C’est pourquoi il est faux de dire que le « Green Deal » est un luxe que nous ne pouvons pas nous permettre. Les inondations, les sécheresses, les incendies, la montée des eaux et la désertification vont nous frapper de plein fouet. De plus, avec le recul de la nature et la fonte du permafrost nous devrons faire face à d’autres virus inconnus.

L’arrêt soudain de la production et des transports de masse, tout en nuisant à notre économie, nous donne un petit aperçu de ce que cela pourrait être si nous électrifions notre mobilité et réduisions les combustibles fossiles dans notre industrie. Car au lieu d’imaginer de l’air pur au cœur de nos villes, nous pouvons maintenant le sentir.

Le « Green Deal » est avant tout une stratégie de croissance, qui se révèle également favorable pour l’environnement. Les énergies renouvelables et les technologies propres représentent une opportunité économique et industrielle massive qui a un meilleur avenir que le retour à une économie basée sur les combustibles fossiles, rongée par l’incertitude et l’imprévisibilité.

Pourquoi en est-il ainsi ? Parce que les technologies propres sont rentables, grâce aux économies d’énergie et de ressources qu’elles permettent. Investir dans ces nouvelles infrastructures n’est pas un coût, c’est un investissement, un moyen d’augmenter les profits de l’industrie et de réduire les dépenses des particuliers.

Nous pouvons construire un solide réseau d’énergies renouvelables basé sur le solaire, la géothermie, la biomasse, l’énergie des océans et l’éolien, même si les possibilités vont beaucoup plus loin ; nous pourrions électrifier les ports pour réduire les émissions du transport maritime, construire des points de recharge pour les véhicules électriques et des stations d’hydrogène, fixer des normes d’efficience plus strictes pour toutes sortes d’appareils, réduire la consommation d’énergie des bâtiments grâce à un chauffage, une ventilation et une climatisation modernes, des technologies d’isolation innovantes ou des solutions intelligentes de gestion de l’ombrage des façades. Nous pourrions aider nos agriculteurs à se moderniser afin qu’ils puissent utiliser moins de pesticides et prendre soin de notre environnement tout en produisant des produits plus sains.

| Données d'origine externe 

PR #5265, opened 2026-05-11
Issue #7126: update admin views to use responsive table column UI

### LINKED ISSUE #7126: Responsive field classes via table settings don't work for all views of existing sites
## Description of the issue

This is a follow-up to issue https://github.com/backdrop/backdrop-issues/issues/3656. @yorkshire-pudding mentioned in a comment that the new UI setting "is not working with Medium priority". Others weren't able to reproduce the issue at that time, and the PR was merged.

When I tested the 1.34 preview release today, I was able to reproduce the issue with Medium priority at the `admin/content` view.

**edit:** I noticed the issue on a site which was updated from a previous Backdrop version.

**Steps to reproduce:**

- Go to the view, set the Responsive Priority for the _Name_ column to Medium and save the view.
- Go to `admin/content`, and narrow the screen.

**Actual behavior:**

- At 720px and below, the _Name_ `<th>` disappears. The corresponding `<td>` element with the Name values remains.
- The `<td>` with the Name values disappears only at 450px and below.

**Expected behavior:** 
Both elements should disappear in the same situation, which should be at 450px and below.

## Additional information

When you look at the rendered HTML, note that the `<th>` element has not only the "priority-medium" class but also "priority-low":

```
<th class="priority-low priority-medium" ...>
(...)
<td class="priority-medium">
```

herbdool:
Fixes https://github.com/backdrop/backdrop-issues/issues/7126

### DIFF
--- a/core/modules/views/views.install
+++ b/core/modules/views/views.install
@@ -257,6 +257,49 @@ function views_update_1009() {
 }
 
 /**
+ * Use new responsive table column UI rather than custom css class.
+ */
+function views_update_1010() {
+  $view_names = array('views.view.user_admin', 'views.view.node_admin_content');
+  foreach ($view_names as $view_name) {
+    $config = config($view_name);
+    $displays = $config->get('display');
+    foreach ($displays as $display_key => $display_details) {
+      if (!isset($display_details['display_options']['fields'])) {
+        continue;
+      }
+      foreach ($display_details['display_options']['fields'] as $field_key => $field) {
+        if (!isset($field['element_label_class'])) {
+          continue;
+        }
+        $label_classes = explode(' ', $field['element_label_class']);
+        $has_low = in_array('priority-low', $label_classes);
+        $has_medium = in_array('priority-medium', $label_classes);
+        $label_classes = array_values(array_filter($label_classes, function ($p) {
+          return $p !== 'priority-low' && $p !== 'priority-medium';
+        }));
+        if ($has_low || $has_medium) {
+          $updated_classes = implode(' ', $label_classes);
+          $config->set('display.' . $display_key . '.display_options.fields.' . $field_key . '.element_label_class', $updated_classes);
+          if (!$updated_classes) {
+            $config->set('display.' . $display_key . '.display_options.fields.' . $field_key . '.element_default_classes', 1);
+          }
+          $responsive = '';
+          if ($has_low) {
+            $responsive = 'priority-low';
+          }
+          if ($has_medium) {
+            $responsive = 'priority-medium';
+          }
+          $config->set('display.' . $display_key . '.display_options.style_options.info.' . $field_key . '.responsive', $responsive);
+        }
+      }
+    }
+    $config->save();
+  }
+}
+
+/**
  * @} End of "addtogroup updates-7.x-to-1.x"
  * The next series of updates should start at 2000.
  */
--- a/core/modules/views/views.install
+++ b/core/modules/views/views.install
@@ -260,18 +260,19 @@ function views_update_1009() {
  * Use new responsive table column UI rather than custom css class.
  */
 function views_update_1010() {
-  $view_names = array('views.view.user_admin', 'views.view.node_admin_content');
+  $views_updated = 0;
+  $view_names = config_get_names_with_prefix('views.view.')
   foreach ($view_names as $view_name) {
     $config = config($view_name);
-    if (!$config) {
-      continue;
-    }
+    $view_updated = FALSE;
     $displays = $config->get('display');
     foreach ($displays as $display_key => $display_details) {
-      if (!isset($display_details['display_options']['fields'])) {
+      $fields = $display_details['display_options']['fields'] ?? NULL;
+      $style = $display_details['display_options']['style_plugin'] ?? NULL;
+      if (!$fields || $style !== 'table') {
         continue;
       }
-      foreach ($display_details['display_options']['fields'] as $field_key => $field) {
+      foreach ($fields as $field_key => $field) {
         if (!isset($field['element_label_class'])) {
           continue;
         }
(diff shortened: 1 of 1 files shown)


yorkshire-pudding (approved):
Thanks @herbdool 
Code all looks good and makes sense to me.

core/modules/views/views.install
```diff
@@ -256,6 +256,51 @@ function views_update_1009() {
...
+            $responsive = 'priority-medium';
+          }
+          $config->set('display.' . $display_key . '.display_options.style_options.info.' . $field_key . '.responsive', $responsive);
+        }
+      }
+    }
+    $config->save();
+  }
+
+  backdrop_set_message(t('The <em>Administer user accounts</em> and <em>Manage content</em> views have been updated to the new "Responsive priority" style option for table columns, and the <code>priority-low</code> and <code>priority-medium</code> custom classes have been removed from the <em>Configure field > Style settings > Customize label HTML > Create a CSS class</em> section. If you have used <code>priority-low</code> or <code>priority-medium</code> classes in the field style settings in other views, you might want to adapt those views manually.'));
```
quicksketch: I think a message may be excessive here. We could return the message so it shows up as the result of the update hook:

```suggestion
  return t('The <em>Administer user accounts</em> and <em>Manage content</em> views have been updated to the new "Responsive priority" style option for table columns, and the <code>priority-low</code> and <code>priority-medium</code> custom classes have been removed from the <em>Configure field > Style settings > Customize label HTML > Create a CSS class</em> section. If you have used <code>priority-low</code> or <code>priority-medium</code> classes in the field style settings in other views, you might want to adapt those views manually.');
```

quicksketch (commented):
@herbdool Could you make one further change? Check if any views have actually been modified before showing (or returning) the message? I'm not sure if this message will need to be shown when upgrading from Drupal 7, as the views may already be configured correctly when the view conversion happens for `admin/node` and `admin/people`?

core/modules/views/views.install
quicksketch: Also, could this message be shortened up a bit?

And the `>` character needs to be escaped as `&gt;`.

core/modules/views/views.install
```diff
@@ -256,6 +256,51 @@ function views_update_1009() {
   }
 }
 
+/**
+ * Use new responsive table column UI rather than custom css class.
+ */
+function views_update_1010() {
+  $view_names = array('views.view.user_admin', 'views.view.node_admin_content');
```
quicksketch: Instead using `config_get_names_with_prefix('views.view.')` could loop over all views:


```suggestion
  $views_updated = 0;
  $view_names = config_get_names_with_prefix('views.view.')
```

core/modules/views/views.install
```diff
@@ -256,6 +256,51 @@ function views_update_1009() {
...
+  foreach ($view_names as $view_name) {
+    $config = config($view_name);
+    if (!$config) {
+      continue;
+    }
```
quicksketch: This could be removed because `config_get_names_with_prefix()` will always be up-to-date.
```suggestion
    $view_updated = FALSE;
```

core/modules/views/views.install
```diff
@@ -256,6 +256,51 @@ function views_update_1009() {
...
+    $displays = $config->get('display');
+    foreach ($displays as $display_key => $display_details) {
+      if (!isset($display_details['display_options']['fields'])) {
+        continue;
+      }
```
quicksketch: When looping over all views, check if the style_plugin is table:

```suggestion
      $fields = $display_details['display_options']['fields'] ?? NULL;
      $style = $display_details['display_options']['style_plugin'] ?? NULL;
      if (!$fields || $style !== 'table') {
        continue;
      }
```

core/modules/views/views.install
```diff
@@ -256,6 +256,51 @@ function views_update_1009() {
...
+      foreach ($display_details['display_options']['fields'] as $field_key => $field) {
```
quicksketch:
```suggestion
      foreach ($fields as $field_key => $field) {
```

core/modules/views/views.install
```diff
@@ -256,6 +256,51 @@ function views_update_1009() {
...
+          $updated_classes = implode(' ', $label_classes);
+          $config->set('display.' . $display_key . '.display_options.fields.' . $field_key . '.element_label_class', $updated_classes);
+          $responsive = '';
+          if ($has_low) {
+            $responsive = 'priority-low';
+          }
+          if ($has_medium) {
+            $responsive = 'priority-medium';
+          }
+          $config->set('display.' . $display_key . '.display_options.style_options.info.' . $field_key . '.responsive', $responsive);
```
quicksketch, line 295:
```suggestion
          $config->set('display.' . $display_key . '.display_options.style_options.info.' . $field_key . '.responsive', $responsive);
          $view_updated = TRUE;
```

core/modules/views/views.install
```diff
@@ -256,6 +256,51 @@ function views_update_1009() {
...
+        }
+      }
+    }
+    $config->save();
```
quicksketch: Check if modifications were made before saving.
```suggestion
    if ($view_updated) {
      $views_updated++;
      $config->save();
    }
```

core/modules/views/views.install
quicksketch: If we update all views, I think we can shorten this down to the much simpler statement:

```suggestion
  return t('@count views updated to move responsive table classes to the table display settings.', array('@count' => $views_updated));
```

quicksketch (commented):
Here's an inline stab at the suggestions made during the weekly meeting today. May not work as I did this in the GitHub UI.

core/modules/views/views.install
```diff
@@ -256,6 +256,58 @@ function views_update_1009() {
...
+      }
+    }
+    if ($view_updated) {
+      $views_updated++;
+      $config->save();
+    }
+  }
+
+  if ($views_updated) {
+    return format_plural($views_updated, 'One view updated to move responsive table classes to the table display settings.', '@count views updated to move responsive table classes to the table display settings.');
```
quicksketch, line 307: Nice, you updated it to be plural too. Confirmed this worked as expected:

Image

quicksketch:
Merged into 1.x for 1.34.0. Thank you @herbdool!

Ces technologies existent déjà. Elles ne représentent que quelques exemples des solutions identifiées et sélectionnées par la Fondation Solar Impulse, et son défi #1000Solutions est là pour le prouver.

Ce dont ces technologies ont besoin, c’est d’un meilleur accès aux investissements, de marchés publics conformes à l’accord de Paris et de réglementations environnementales favorables qui créent un besoin pour ces solutions sur le marché. Retarder le renforcement des normes d’émission des voitures n’aidera pas l’industrie automobile lorsque les villes interdiront les moteurs thermiques et que les clients se tourneront vers les voitures électriques. De même, le maintien en activité des centrales électriques au charbon alors que les prix des énergies renouvelables continuent de baisser ne sera pas non plus d’un grand secours.

Le plan de sauvetage ne doit pas nous relancer dans une voie que l’on sait sans issues.

Au lieu d’utiliser les plans de relance pour soutenir le statu quo - en conservant des modèles économiques obsolètes et en investissant dans des actifs qui seront bientôt abandonnés - nous devrions investir dans la nouvelle économie pour sortir de la crise en meilleure forme que nous y sommes entrés, prêts pour l’avenir : durables, inclusifs, compétitifs et préparés. Cela nous aidera à créer le plus grand marché industriel du siècle, car il est devenu aujourd’hui plus rentable de protéger l’environnement que de le détruire.

Ce pourrait être notre meilleure chance d’y parvenir.


Cette tribune a été co-écrite par Frans Timmermans, vice-président exécutif de la Commission européenne, et Bertrand Piccard, fondateur et président de la fondation Solar Impulse.

La version française a été publiée dans plusieurs médias, dont L'Opinion, Ouest-France, Bilan, ainsi que L'Echo.